Ancient Canaanite Fortification Unearthed in Jerusalem

September 5, 2009

(ChattahBox)—Thousands of years ago, centuries before the Biblical time of King David and the Land of Israel, the ancient Canaanites heavily fortified their towns with massive stone walls for protection against marauding desert invaders. The Canaanites built temples and worshiped Baal, a vigorous young god of fertility.

A large portion of one of these ancient Canaanite stone fortifications was recently unearthed in Jerusalem and is one of the oldest and largest walls ever found in the Holy Land. To touch one of these ancient stones is like opening a time portal to the past.

The 3,700-year-old, 26-foot-high and very thick wall extends at least 80 feet and dates to the Middle Bronze period. Israeli archaeologists believe it was built around the 17th century B.C. to protect a valuable desert water source; an ancient spring that is still flowing to this day. The cut boulders forming the wall each weigh 4 to 5 tons, which have archaeologists perplexed how an ancient civilization without the benefit of electricity or mechanical equipment, could have achieved such a massive feat of engineering.

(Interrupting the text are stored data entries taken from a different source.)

PR #10286, opened 2022-03-22
[C++] Support requires-clause in more places

jbms:
### Feature or Bugfix
- Feature

### Purpose
Previously a C++20 requires-clause was only supported on `function`
declarations.  However, the C++ standard allows a require-clause on
class/union templates, alias templates, and variable templates, and
also allows a requires clause after each template parameter list, not
just the final one.

This moves the requiresClause to be a property of `ASTTemplateParams`
rather than `ASTDeclaration` to better match the C++ grammar and
allows requires clauses in many places that are supported by C++20 but
were not previously allowed by Sphinx, namely:

- On class/union templates, alias templates, and variable templates

- After each template parameter list, not just the last one.

- After the template parameter list in template template parameters.

Additionally:

- This adds support for template parameters on unions.

- This adds support for trailing requires clauses on functions without
  a template prefix.  This is allowed by C++20 for non-template members
  of class templates.

When encoding the id, the requires clause of the last template
parameter list is treated specially in order to preserve compatibility
with existing v4 ids.

### DIFF
--- a/sphinx/domains/cpp.py
+++ b/sphinx/domains/cpp.py
@@ -3659,17 +3659,29 @@ class ASTTemplateParamNonType(ASTTemplateParam):
 
 
 class ASTTemplateParams(ASTBase):
-    def __init__(self, params: List[ASTTemplateParam]) -> None:
+    def __init__(self, params: List[ASTTemplateParam],
+                 requiresClause: Optional["ASTRequiresClause"]) -> None:
         assert params is not None
         self.params = params
+        self.requiresClause = requiresClause
 
-    def get_id(self, version: int) -> str:
+    def get_id(self, version: int, exclude_requires: bool = False) -> str:
+        # Note: For `version==4`, `exclude_requires` is set to `True` when
+        # encoding the id of the last template parameter list of a declaration,
+        # as that requires-clause, if any, is instead encoded by
+        # `ASTDeclaration.get_id` after encoding the template prefix, for
+        # consistency with the existing v4 format used when only a single
+        # requires-clause was supported.
         assert version >= 2
         res = []
         res.append("I")
         for param in self.params:
             res.append(param.get_id(version))
         res.append("E")
+        if not exclude_requires and self.requiresClause:
+            res.append('IQ')
+            res.append(self.requiresClause.expr.get_id(version))
+            res.append('E')
         return ''.join(res)
 
     def _stringify(self, transform: StringifyTransform) -> str:
@@ -3677,6 +3689,9 @@ class ASTTemplateParams(ASTBase):
         res.append("template<")
         res.append(", ".join(transform(a) for a in self.params))
         res.append("> ")
+        if self.requiresClause is not None:
+            res.append(transform(self.requiresClause))
+            res.append(" ")
         return ''.join(res)
 
     def describe_signature(self, signode: TextElement, mode: str,
@@ -3691,6 +3706,9 @@ class ASTTemplateParams(ASTBase):
             first = False
             param.describe_signature(signode, mode, env, symbol)
         signode += addnodes.desc_sig_punctuation('>', '>')
+        if self.requiresClause:
+            signode += addnodes.desc_sig_space()
+            self.requiresClause.describe_signature(signode, mode, env, symbol)
 
     def describe_signature_as_introducer(
             self, parentNode: desc_signature, mode: str, env: "BuildEnvironment",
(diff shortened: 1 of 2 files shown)


jbms:
Note: I made some major changes to this PR to support a lot of additional things.

As it is currently implemented, it does not prohibit requires clauses on concepts even though those are disallowed by C++.  But I don't think that is a problem.

Note: I noticed that there is support for non-standard concept introduction syntax, which I guess was part of an earlier concepts proposal.  Should that be removed since it is not supported by C++?

sphinx/domains/cpp.py
```diff
@@ -3659,24 +3659,33 @@ def describe_signature(self, signode: TextElement, mode: str,
 
 
 class ASTTemplateParams(ASTBase):
-    def __init__(self, params: List[ASTTemplateParam]) -> None:
+    def __init__(self, params: List[ASTTemplateParam],
+                 requiresClause: Optional["ASTRequiresClause"] = None) -> None:
```
jakobandersen:
```suggestion
                 requiresClause: Optional["ASTRequiresClause"]) -> None:
```

sphinx/domains/cpp.py
```diff
@@ -3659,24 +3659,33 @@ def describe_signature(self, signode: TextElement, mode: str,
...
         assert params is not None
         self.params = params
+        self.requiresClause = requiresClause
 
-    def get_id(self, version: int) -> str:
+    def get_id(self, version: int, exclude_requires: bool = False) -> str:
```
jakobandersen, line 3668: What is the reason for not including it in the ID?

jakobandersen (changes requested):
Thanks for the PR. There are a number of structural changes to the code, and you list multiple changes. Please split it up into multiple commits to make it easier to review.

jakobandersen:
> As it is currently implemented, it does not prohibit requires clauses on concepts even though those are disallowed by C++. But I don't think that is a problem.

It would be nice to not allow it, unless it is really cumbersome to disallow.

> Note: I noticed that there is support for non-standard concept introduction syntax, which I guess was part of an earlier concepts proposal. Should that be removed since it is not supported by C++?

They were indeed implemented during the Concepts TS time-frame. If they are in the way of implementing new things we should deprecate them, otherwise I see no harm in letting them be.

sphinx/domains/cpp.py
jbms: Done.

sphinx/domains/cpp.py
jbms: I added a comment to explain.

jbms:
Thanks for reviewing this change.  I have split it up into multiple commits, and added a check to prevent a requires-clause on concepts.

jbms:
@jakobandersen Please let me know if there is anything I can do to help make progress with this and my other C++ PRs.  Thanks!

jakobandersen:
> When encoding the id, the requires clause of the last template
> parameter list is treated specially in order to preserve compatibility
> with existing v4 ids.

Is this really needed? As currently only the clause being ID-encoded is allowed, then all currently allowed declarations will have the same ID afterwards anyway. Or am I missing something?

jbms:
> > When encoding the id, the requires clause of the last template
> > parameter list is treated specially in order to preserve compatibility
> > with existing v4 ids.
> 
> Is this really needed? As currently only the clause being ID-encoded is allowed, then all currently allowed declarations will have the same ID afterwards anyway. Or am I missing something?

Previously, the requires clause was encoded after the template parameter list, so with a requires clause after the last template parameter list we would have:

```
"I" + template_parameter_list_id + "Q" + "IQ" + requires_clause_id + "E"
```

if we didn't special case requires clauses on the last template parameter list, it would instead be:

```
"I" + template_parameter_list_id + "IQ" + requires_clause_id + "E" + "E"
```

jbms:
I didn't see anything in the Itanium ABI regarding requires clauses --- not sure if you just invented a convention for them or if you used a convention defined elsewhere.  With this change, I just used a convention that seemed to make sense.

AA-Turner:
@jakobandersen Should we move this to 5.x, or is it nearly ready to be merged for 5.1?

A

jakobandersen:
> @jakobandersen Should we move this to 5.x, or is it nearly ready to be merged for 5.1?

I won't have time to properly dig back into it before the weekend, so please go ahead with the release and move this to 5.2.

jakobandersen:
> if we didn't special case requires clauses on the last template parameter list ...

Indeed, good catch.

jakobandersen:
> I didn't see anything in the Itanium ABI regarding requires clauses --- not sure if you just invented a convention for them or if you used a convention defined elsewhere. With this change, I just used a convention that seemed to make sense.

Right, to my understanding it hasn't been updated officially yet, so this is just something I cooked up, and your changes are fine.

jakobandersen:
I have rebased and updated this PR and merged it as #10703. Thanks again for your nice work.

PR #10288, opened 2022-03-24
PEP role: Include trailing slash in  URL to avoid 301 redirect

hugovk:
Subject: PEP role: Include trailing / in  URL to avoid 301 redirect

### Feature or Bugfix

- Feature

### Purpose
- Link `:pep:8` to `https://peps.python.org/pep-0008/` instead of `https://peps.python.org/pep-0008`

### Detail
- Without the trailing `/`, there's an HTTP 301 redirect to add the slash, which adds a small but unnecessary delay

#### Without trailing `/`, the 301 may take between 20ms and 335ms (caching off)

image

image

image

#### With the trailing `/`, that request is skipped

image

image

image

- Also update docs and docstrings to use the new form.

### Relates
- https://github.com/sphinx-doc/sphinx/pull/10267


tk0miya:
Thanks!

PR #10270, opened 2022-03-18
[C++] Support conditional operator "?"

jbms:
### Feature or Bugfix
- Feature

### Purpose
Adds support to the C++ domain for the conditional operator "?".  This operator is often used in template arguments.

PR #10302, opened 2022-03-27
C++, conditional expression (update of #10270)

jakobandersen:
Completion of #10270.

Note: env bumping was done earlier in 4.x so it's not needed here.


jbms:
Thanks for your revisions --- this looks good to me.

PR #10303, opened 2022-03-28
Fix translation of "alias of"

ultmaster:
Subject: Adding a blank space between "alias of" and python name.

### Feature or Bugfix

- Bugfix

### Purpose

To fix the complaint: `1: WARNING: Inline interpreted text or phrase reference start-string without end-string.`

This is because: ```:py:class:`_ast.Constant`的别名``` has no space between `` ` `` and `的别名`.

### Detail

Adding a blank space.

I used `msgfmt -c sphinx.po -o sphinx.mo` to generate the binary file. Not sure whether this is the correct way to do it.

### Relates

None.


tk0miya:
Thank you for your contribution. I applied this change to our project on transifex.com. It will automatically be applied to this repository soon.

Issue #10310, opened 2022-03-30
Sphinx automodule: class method not documented when decorated with mocked function


GutiCW:
### Describe the bug

I have a class with decorated methods. The function used as a decorator is provided by a module not available when building the documentation, hence this module is mocked in `conf.py` using `autodoc_mock_imports = ['module_with_decorator']`.

```
.. automodule:: my_class
    :members:
```

```
from module_with_decorator import my_decorator


class MyClass:
    """
    My test class.
    """

    @staticmethod
    def my_undecorated_static_method():
        """This is my_undecorated_static_method."""

    @staticmethod
    @my_decorator(param0, param1)
    def my_decorated_static_method():
        """This is my_decorated_static_method."""

    @classmethod
    def my_undecorated_class_method(cls):
        """This is my_undecorated_class_method."""

    @classmethod
    @my_decorator(param0, param1)
    def my_decorated_class_method(cls):
        """This is my_decorated_class_method."""

    def my_undecorated_instance_method(self):
        """This is my_undecorated_instance_method."""

    @my_decorator(param0, param1)
    def my_decorated_instance_method(self):
        """This is my_decorated_instance_method."""
```

The decorated class methods are not shown in the documentation - others are shown correctly.

[![Missing class method decorated with mocked function][1]][1]

Any suggestions regarding this issue?

  [1]: https://i.stack.imgur.com/c8cCe.png

### How to Reproduce

Decorate a class method with a function from a mocked module.
PowerShell:
$builder_name = "html" ; $doc_source = "...\test\doc\tp_testcase_docstring" ; $dest = "$doc_source\_build\$builder_name" ; conda activate $conda_env ; sphinx-build "$doc_source" "$dest" -b $builder_name

### Expected behavior

The class methods should be visible in the documentation.

### Your project

[test.zip](https://github.com/sphinx-doc/sphinx/files/8380987/test.zip)

### OS

Windows

### Python version

3.9.7

### Sphinx version

4.4.0

### Sphinx extensions

sphinx.ext.autodoc

### Additional context

Related to [stackoverflow.com](https://stackoverflow.com/questions/71613847/sphinx-automodule-class-method-not-documented-when-decorated-with-mocked-functi).

tk0miya:
At present, decorators on the mocked module are not working because they return mocked objects instead of functions or methods. I don't have good ideas to generate documents for them. So I marked this as "help wanted".

Please post your idea or send a PR to implement it. Thanks,

PR #10313, opened 2022-03-31
Support mocked decorator for class methods

GutiCW:
Subject: support mocked decorator for class methods

### Feature or Bugfix

- Feature

### Purpose
- Before this PR, class methods decorated with mocked functions were not shown in the generated documentation.

### Detail
- Consider bound methods in `ismock()` to handle this specific case.

### Relates
- #10310

### DIFF
--- a/sphinx/ext/autodoc/mock.py
+++ b/sphinx/ext/autodoc/mock.py
@@ -186,6 +186,7 @@ def ismock(subject: Any) -> bool:
 
     return False
 
+
 def undecorate(subject: _MockObject) -> Any:
     """Unwrap mock if *subject* is decorated by mocked object.
 
--- a/sphinx/ext/autodoc/mock.py
+++ b/sphinx/ext/autodoc/mock.py
@@ -9,7 +9,7 @@ from types import MethodType, ModuleType
 from typing import Any, Generator, Iterator, List, Optional, Sequence, Tuple, Union
 
 from sphinx.util import logging
-from sphinx.util.inspect import safe_getattr
+from sphinx.util.inspect import isboundmethod, safe_getattr
 
 logger = logging.getLogger(__name__)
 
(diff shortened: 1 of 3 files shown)


sphinx/ext/autodoc/mock.py
```diff
@@ -129,6 +129,14 @@ def invalidate_caches(self) -> None:
             sys.modules.pop(modname, None)
 
 
+def _method_is_bound(method: MethodType) -> bool:
+    """Check if the method is a bound method."""
+    try:
+        return method.__self__ is not None
```
tk0miya: Could you use `safe_getattr()` to access the `__self__` attribute? It prevents autodoc from crash when abnormal object raises an exception unexpectedly.

sphinx/ext/autodoc/mock.py
```diff
@@ -129,6 +129,14 @@ def invalidate_caches(self) -> None:
             sys.modules.pop(modname, None)
 
 
+def _method_is_bound(method: MethodType) -> bool:
```
tk0miya: I feel `isboundmethod()` is better for this. And it's much better to move this to `sphinx.util.inspect` module.

tk0miya (changes requested):
Could you add a testcase to `tests/test_ext_autodoc_mock.py`, please?

sphinx/ext/autodoc/mock.py
GutiCW: Done.

sphinx/ext/autodoc/mock.py
GutiCW: Done.

GutiCW:
> Could you add a testcase to `tests/test_ext_autodoc_mock.py`, please?

Done, if my test extension suffices.

GutiCW:
Fyi, with my last commit (5a293346cf4fecb8629487f14f3dc22838c1a3e6) I removed the recursive call as it is actually not necessary.

tk0miya (approved):

tk0miya:
Thank you for your contribution. Good work!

The discovery was made by the Israel Antiquities Authority in the Giv ‘ati car park, in the City of David within the Walls Around Jerusalem National Park. The City of David excavation site has produced some amazing finds, since the dig began two years ago, including a cache of 1,300-year-old Chanukah coins and the remains of a “magnificent” two-story Roman mansion.

The excavation’s director, Ronny Reich and archaeologist Eli Shukron of the Israel Antiquities Authority released a joint press release about their important find saying, “We are dealing with a gigantic fortification, from the standpoint of the structure’s dimensions, the thickness of its walls and the size of the stones that were incorporated in its construction.”

The two archaeologists lauded the discovery as a first of its kind in Jerusalem. “This is the most massive wall that has ever been uncovered in the City of David. It marks the first time that such massive construction that predates the Herodian period has been discovered in Jerusalem,” said Reich and Shukron.

Despite the ancient historical treasures waiting to be unearthed from the City of David site, the excavation is a source of contention in this land of turmoil, as Palestinian residents question the motives of the Israeli archaeologists and argue that the digging is weakening the foundations of their homes.

The Antiquities Authority and the City of David Foundation defend their excavations as important to “continuing King David’s legacy and strengthening Israel’s current and historic connection to Jerusalem.”

Live everything else in this tiny tumultuous region; one person’s accomplishment leads to another’s misfortune.


Photo Source: Israel Antiquities Authority


2 Responses to “Ancient Canaanite Fortification Unearthed in Jerusalem”

  1. Mitzimi on September 6th, 2009 11:08 am

    The continuing discoveries at the City of David excavations prove every single day that the Jewish connection to the Holy City goes back 3000 years, and just keep on confirming the Biblical accounts of Jerusalem’s history.

    I find it rather amusing that so many reports of this discovery highlight that the boulders are so huge (5 tons), since that is about the size of the smallest (!) stones in the Western Wall, whose stone range in weight up to 570 tons – (see the Jerusalem Temple), all quarried by hand and transported without much more equipment than what the builders of this wall must have had. Sure, this wall is much older, and that’s very cool, but the stones are all that big in comparison …. (not that I’d want to move one myself, mind you!)

  2. Jim on September 15th, 2009 7:52 pm

    Well, the tribal name Zabulanu is mentioned in the Egyptian Execration texts of 1850 BCE, in relation to the shuttu and Anaq people of Canaan (Anakim). This could very well be evidence of a the tribe of Zebulun in Canaan 800 years before the kingdom of Israel.